• _Task statement_
Copy each entry below exactly.

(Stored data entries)

== == ==

PR #112, opened 2019-02-17
🚨🔊 Add a better Data Abort Handler

### LINKED ISSUE #150: C++ exceptions not working with hot/cold linking
#### Expected Behavior:
To be able to throw and catch an exception without `terminate()` being called, regardless of whether hot/cold linking is enabled.

#### Actual Behavior:
On hot/cold linking, throwing a `std::runtime_error` and catching it with `catch(...)` will result in this output:
```
terminate called after throwing an instance of 'std::runtime_error'
  what():  Exception text
```

#### Steps to reproduce:
1. Create a new PROS project
2. In `initialize()` write
```
void initialize() {
	try {
		pros::delay(5000);
		throw std::runtime_error("Exception text");
	} catch(...) {
		printf("Caught some error.\n");
	}
}
```
3. Build and run to get expected output
4. Change USE_PACKAGE to 1 in Makefile
5. Build and run to get unexpected output
#### System information:
Platform: V5
PROS Kernel Version: 3.1.6

#### Additional Information
Using `arm-none-eabi` 7.3.1.

edjubuh:
#### Summary:
Dunno how to be concise yet. But this makes the data abort handler do something interesting.
- We have our own error box on the V5 that reports the proper PC and also current task name (because we can)
- We still background process and printfs work, so I print registers of the state that caused the abort and stack trace of the running task
   - This required adding unwind tables. Some additional adjustments will need to be made once #89 lands to ensure that the unwinder can find both hot and cold tables.

There will need to be additional work in the CLI to create a frontend for doing addr2line and objdump to make it a bit easier to see where things went wrong.

#### Motivation:
I'm tired of guessing why the MEMORY ERROR 0000000 box pops up because the 0000000 is meaningless.

##### References (optional):
Closes #150 

#### Test Plan:
- [X] `int x = *(int*)0; printf("%d\n" ,x);` and get [this output](https://imgur.com/LkVwZ3f)


Octogonapus:
I have been seeing a lot of people ask for memory usage. Is it possible to get the current heap/task stack memory usage?

edjubuh:
> I have been seeing a lot of people ask for memory usage. Is it possible to get the current heap/task stack memory usage? That might also be something we want to display.

Stack usage is a bit philosophical. Do you want to see current task stack usage or peak stack usage or perhaps average stack usage? Current task stack usage at the time of the abort is easy since we know the current SP and where the top of the stack is (since we have access to the TCB). Peak stack usage is a more expensive to compute and perfect if you're trying to fool it, but FreeRTOS does have a [facility](https://www.freertos.org/uxTaskGetStackHighWaterMark.html). We don't currently measure any sort of average stack usage. Average stack usage could be probed periodically on every context switch and do a rolling average on that, but that seems like a lot of work for little tangible benefit.

edjubuh:
> I have been seeing a lot of people ask for memory usage. Is it possible to get the current heap/task stack memory usage? That might also be something we want to display.

Heap usage can be done by users today with [`mallinfo`](https://www.gnu.org/software/libc/manual/html_node/Statistics-of-Malloc.html). I'll add that to the printf'd abort report

Octogonapus:
> that seems like a lot of work for little tangible benefit

I agree. Just reporting whatever the stack usage happens to be at abort time is probably good enough for now.

edjubuh:
From some initial testing from @baylessj, we've discovered that many (if not all) of the `FILE*` family of functions (`fopen`, `fputs`) are marked as `cantunwind`. Investigating further.

edjubuh:
Turns out there's no unwinding information in newlib/libc.a that ships in the GNU Toolchain whatsoever... I'm trying to figure out if that was intentional.

```
arm-none-eabi-readelf -u /usr/arm-none-eabi/lib/libc.a | less
```

edjubuh:
It's possible this improves the state of #88

HotelCalifornia:
This still does not work entirely correctly, as far as my tests have shown. @edjubuh are you be able to take a look at this again sometime soon?

edjubuh:
> This still does not work entirely correctly, as far as my tests have shown. @edjubuh are you be able to take a look at this again sometime soon?

Have you verified the values of `__hot_exidx_end`, `__hot_exidx_start`, `start_of_hot_mem`, `start_of_cold_mem`, `end_of_hot_mem`, and `end_of_cold_mem`?

HotelCalifornia:
I believe I did, but I can double check

src/system/hot.c
```diff
@@ -71,6 +76,7 @@ void invoke_install_hot_table() {
   // printf("%s %p %p %x %x\n", __FUNCTION__, (void*)install_hot_table, (void*)HOT_TABLE, MAGIC_ADDR[0], MAGIC_ADDR[1]);
   if(vexSystemLinkAddrGet() == (uint32_t)0x03800000 && MAGIC_ADDR[0] == MAGIC0 && MAGIC_ADDR[1] == MAGIC1) {
     install_hot_table(HOT_TABLE);
+
```
edjubuh: @HotelCalifornia When you clean up the PR to remove some of the other test changes, can you rm this accidentally added line?

.arclint
```diff
@@ -7,7 +7,8 @@
 		},
 		"spelling": {
 			"type": "spelling",
-			"include": "(.*)"
+			"include": "(.*)",
+            "exclude": "(^(src|include)|(rtos/|display/lv_.*))"
```
HotelCalifornia: 🙄 
```suggestion
			"exclude": "(^(src|include)|(rtos/|display/lv_.*))"
```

== == ==

• _Task answer_
PR #112, opened 2019-02-17
🚨🔊 Add a better Data Abort Handler

### LINKED ISSUE #150: C++ exceptions not working with hot/cold linking
#### Expected Behavior:
To be able to throw and catch an exception without `terminate()` being called, regardless of whether hot/cold linking is enabled.

#### Actual Behavior:
On hot/cold linking, throwing a `std::runtime_error` and catching it with `catch(...)` will result in this output:
```
terminate called after throwing an instance of 'std::runtime_error'
  what():  Exception text
```

#### Steps to reproduce:
1. Create a new PROS project
2. In `initialize()` write
```
void initialize() {
	try {
		pros::delay(5000);
		throw std::runtime_error("Exception text");
	} catch(...) {
		printf("Caught some error.\n");
	}
}
```
3. Build and run to get expected output
4. Change USE_PACKAGE to 1 in Makefile
5. Build and run to get unexpected output
#### System information:
Platform: V5
PROS Kernel Version: 3.1.6

#### Additional Information
Using `arm-none-eabi` 7.3.1.

edjubuh:
#### Summary:
Dunno how to be concise yet. But this makes the data abort handler do something interesting.
- We have our own error box on the V5 that reports the proper PC and also current task name (because we can)
- We still background process and printfs work, so I print registers of the state that caused the abort and stack trace of the running task
   - This required adding unwind tables. Some additional adjustments will need to be made once #89 lands to ensure that the unwinder can find both hot and cold tables.

There will need to be additional work in the CLI to create a frontend for doing addr2line and objdump to make it a bit easier to see where things went wrong.

#### Motivation:
I'm tired of guessing why the MEMORY ERROR 0000000 box pops up because the 0000000 is meaningless.

##### References (optional):
Closes #150 

#### Test Plan:
- [X] `int x = *(int*)0; printf("%d\n" ,x);` and get [this output](https://imgur.com/LkVwZ3f)


Octogonapus:
I have been seeing a lot of people ask for memory usage. Is it possible to get the current heap/task stack memory usage?

edjubuh:
> I have been seeing a lot of people ask for memory usage. Is it possible to get the current heap/task stack memory usage? That might also be something we want to display.

Stack usage is a bit philosophical. Do you want to see current task stack usage or peak stack usage or perhaps average stack usage? Current task stack usage at the time of the abort is easy since we know the current SP and where the top of the stack is (since we have access to the TCB). Peak stack usage is a more expensive to compute and perfect if you're trying to fool it, but FreeRTOS does have a [facility](https://www.freertos.org/uxTaskGetStackHighWaterMark.html). We don't currently measure any sort of average stack usage. Average stack usage could be probed periodically on every context switch and do a rolling average on that, but that seems like a lot of work for little tangible benefit.

edjubuh:
> I have been seeing a lot of people ask for memory usage. Is it possible to get the current heap/task stack memory usage? That might also be something we want to display.

Heap usage can be done by users today with [`mallinfo`](https://www.gnu.org/software/libc/manual/html_node/Statistics-of-Malloc.html). I'll add that to the printf'd abort report

Octogonapus:
> that seems like a lot of work for little tangible benefit

I agree. Just reporting whatever the stack usage happens to be at abort time is probably good enough for now.

edjubuh:
From some initial testing from @baylessj, we've discovered that many (if not all) of the `FILE*` family of functions (`fopen`, `fputs`) are marked as `cantunwind`. Investigating further.

edjubuh:
Turns out there's no unwinding information in newlib/libc.a that ships in the GNU Toolchain whatsoever... I'm trying to figure out if that was intentional.

```
arm-none-eabi-readelf -u /usr/arm-none-eabi/lib/libc.a | less
```

edjubuh:
It's possible this improves the state of #88

HotelCalifornia:
This still does not work entirely correctly, as far as my tests have shown. @edjubuh are you be able to take a look at this again sometime soon?

edjubuh:
> This still does not work entirely correctly, as far as my tests have shown. @edjubuh are you be able to take a look at this again sometime soon?

Have you verified the values of `__hot_exidx_end`, `__hot_exidx_start`, `start_of_hot_mem`, `start_of_cold_mem`, `end_of_hot_mem`, and `end_of_cold_mem`?

HotelCalifornia:
I believe I did, but I can double check

src/system/hot.c
```diff
@@ -71,6 +76,7 @@ void invoke_install_hot_table() {
   // printf("%s %p %p %x %x\n", __FUNCTION__, (void*)install_hot_table, (void*)HOT_TABLE, MAGIC_ADDR[0], MAGIC_ADDR[1]);
   if(vexSystemLinkAddrGet() == (uint32_t)0x03800000 && MAGIC_ADDR[0] == MAGIC0 && MAGIC_ADDR[1] == MAGIC1) {
     install_hot_table(HOT_TABLE);
+
```
edjubuh: @HotelCalifornia When you clean up the PR to remove some of the other test changes, can you rm this accidentally added line?

.arclint
```diff
@@ -7,7 +7,8 @@
 		},
 		"spelling": {
 			"type": "spelling",
-			"include": "(.*)"
+			"include": "(.*)",
+            "exclude": "(^(src|include)|(rtos/|display/lv_.*))"
```
HotelCalifornia: 🙄 
```suggestion
			"exclude": "(^(src|include)|(rtos/|display/lv_.*))"
```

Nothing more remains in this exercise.